:: TASK DIRECTIONS ::
Where the records below reach the line containing "alerting/src/main/kotlin/org/opensearch/alerting/AlertService.kt", start transcribing, and end with the line containing "be populated tomorrow)", exactly and with nothing else added.

:: GIVEN RECORDS ::
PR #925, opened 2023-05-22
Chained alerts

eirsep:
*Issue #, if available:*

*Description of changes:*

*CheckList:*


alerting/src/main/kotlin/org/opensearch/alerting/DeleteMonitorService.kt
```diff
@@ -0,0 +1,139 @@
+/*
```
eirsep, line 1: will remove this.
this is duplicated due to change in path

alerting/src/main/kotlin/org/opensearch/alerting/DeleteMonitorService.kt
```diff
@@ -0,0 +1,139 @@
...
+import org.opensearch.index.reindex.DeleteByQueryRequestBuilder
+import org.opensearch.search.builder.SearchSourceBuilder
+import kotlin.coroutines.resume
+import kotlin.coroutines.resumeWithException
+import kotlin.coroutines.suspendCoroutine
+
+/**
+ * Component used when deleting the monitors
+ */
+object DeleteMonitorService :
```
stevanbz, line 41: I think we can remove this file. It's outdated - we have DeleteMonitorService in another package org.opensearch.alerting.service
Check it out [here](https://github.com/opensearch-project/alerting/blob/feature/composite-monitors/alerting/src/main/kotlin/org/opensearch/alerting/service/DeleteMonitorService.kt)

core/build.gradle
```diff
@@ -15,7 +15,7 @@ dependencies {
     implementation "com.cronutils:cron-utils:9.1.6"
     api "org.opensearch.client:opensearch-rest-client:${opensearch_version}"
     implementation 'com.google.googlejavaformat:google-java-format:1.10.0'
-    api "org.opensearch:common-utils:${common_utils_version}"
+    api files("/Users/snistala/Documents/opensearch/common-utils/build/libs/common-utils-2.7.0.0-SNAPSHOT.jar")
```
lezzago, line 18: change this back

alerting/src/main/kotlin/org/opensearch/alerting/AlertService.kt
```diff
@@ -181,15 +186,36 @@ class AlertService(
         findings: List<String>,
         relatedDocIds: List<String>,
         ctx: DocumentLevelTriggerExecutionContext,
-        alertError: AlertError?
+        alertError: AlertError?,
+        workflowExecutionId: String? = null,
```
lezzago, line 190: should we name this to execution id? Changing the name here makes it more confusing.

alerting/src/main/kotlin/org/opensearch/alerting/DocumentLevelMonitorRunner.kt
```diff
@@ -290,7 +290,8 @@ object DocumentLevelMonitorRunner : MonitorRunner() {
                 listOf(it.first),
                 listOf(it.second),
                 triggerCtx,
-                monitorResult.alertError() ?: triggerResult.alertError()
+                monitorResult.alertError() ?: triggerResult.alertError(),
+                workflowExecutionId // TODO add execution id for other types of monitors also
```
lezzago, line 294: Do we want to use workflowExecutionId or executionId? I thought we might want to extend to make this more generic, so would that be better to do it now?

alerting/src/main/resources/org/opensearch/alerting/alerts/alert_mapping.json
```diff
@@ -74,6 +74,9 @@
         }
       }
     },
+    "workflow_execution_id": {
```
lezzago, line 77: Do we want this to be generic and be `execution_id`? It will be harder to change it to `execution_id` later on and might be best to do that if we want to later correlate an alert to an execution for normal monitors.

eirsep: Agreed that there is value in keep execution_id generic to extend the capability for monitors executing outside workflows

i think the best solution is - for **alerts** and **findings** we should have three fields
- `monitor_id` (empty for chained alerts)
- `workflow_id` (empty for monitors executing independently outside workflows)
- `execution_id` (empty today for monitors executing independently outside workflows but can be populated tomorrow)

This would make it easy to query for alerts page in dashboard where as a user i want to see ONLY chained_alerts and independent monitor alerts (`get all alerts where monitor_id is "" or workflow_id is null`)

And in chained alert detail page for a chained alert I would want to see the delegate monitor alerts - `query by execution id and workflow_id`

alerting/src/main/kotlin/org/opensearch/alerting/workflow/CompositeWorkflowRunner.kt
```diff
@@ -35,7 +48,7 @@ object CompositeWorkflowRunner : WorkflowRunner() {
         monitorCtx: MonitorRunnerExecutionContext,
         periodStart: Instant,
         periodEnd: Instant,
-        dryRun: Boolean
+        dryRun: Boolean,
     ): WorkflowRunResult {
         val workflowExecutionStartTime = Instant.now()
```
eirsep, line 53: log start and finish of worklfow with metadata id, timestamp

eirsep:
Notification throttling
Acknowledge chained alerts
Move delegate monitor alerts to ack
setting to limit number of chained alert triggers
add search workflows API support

:: EXERCISE RESULT ::
alerting/src/main/kotlin/org/opensearch/alerting/AlertService.kt
```diff
@@ -181,15 +186,36 @@ class AlertService(
         findings: List<String>,
         relatedDocIds: List<String>,
         ctx: DocumentLevelTriggerExecutionContext,
-        alertError: AlertError?
+        alertError: AlertError?,
+        workflowExecutionId: String? = null,
```
lezzago, line 190: should we name this to execution id? Changing the name here makes it more confusing.

alerting/src/main/kotlin/org/opensearch/alerting/DocumentLevelMonitorRunner.kt
```diff
@@ -290,7 +290,8 @@ object DocumentLevelMonitorRunner : MonitorRunner() {
                 listOf(it.first),
                 listOf(it.second),
                 triggerCtx,
-                monitorResult.alertError() ?: triggerResult.alertError()
+                monitorResult.alertError() ?: triggerResult.alertError(),
+                workflowExecutionId // TODO add execution id for other types of monitors also
```
lezzago, line 294: Do we want to use workflowExecutionId or executionId? I thought we might want to extend to make this more generic, so would that be better to do it now?

alerting/src/main/resources/org/opensearch/alerting/alerts/alert_mapping.json
```diff
@@ -74,6 +74,9 @@
         }
       }
     },
+    "workflow_execution_id": {
```
lezzago, line 77: Do we want this to be generic and be `execution_id`? It will be harder to change it to `execution_id` later on and might be best to do that if we want to later correlate an alert to an execution for normal monitors.

eirsep: Agreed that there is value in keep execution_id generic to extend the capability for monitors executing outside workflows

i think the best solution is - for **alerts** and **findings** we should have three fields
- `monitor_id` (empty for chained alerts)
- `workflow_id` (empty for monitors executing independently outside workflows)
- `execution_id` (empty today for monitors executing independently outside workflows but can be populated tomorrow)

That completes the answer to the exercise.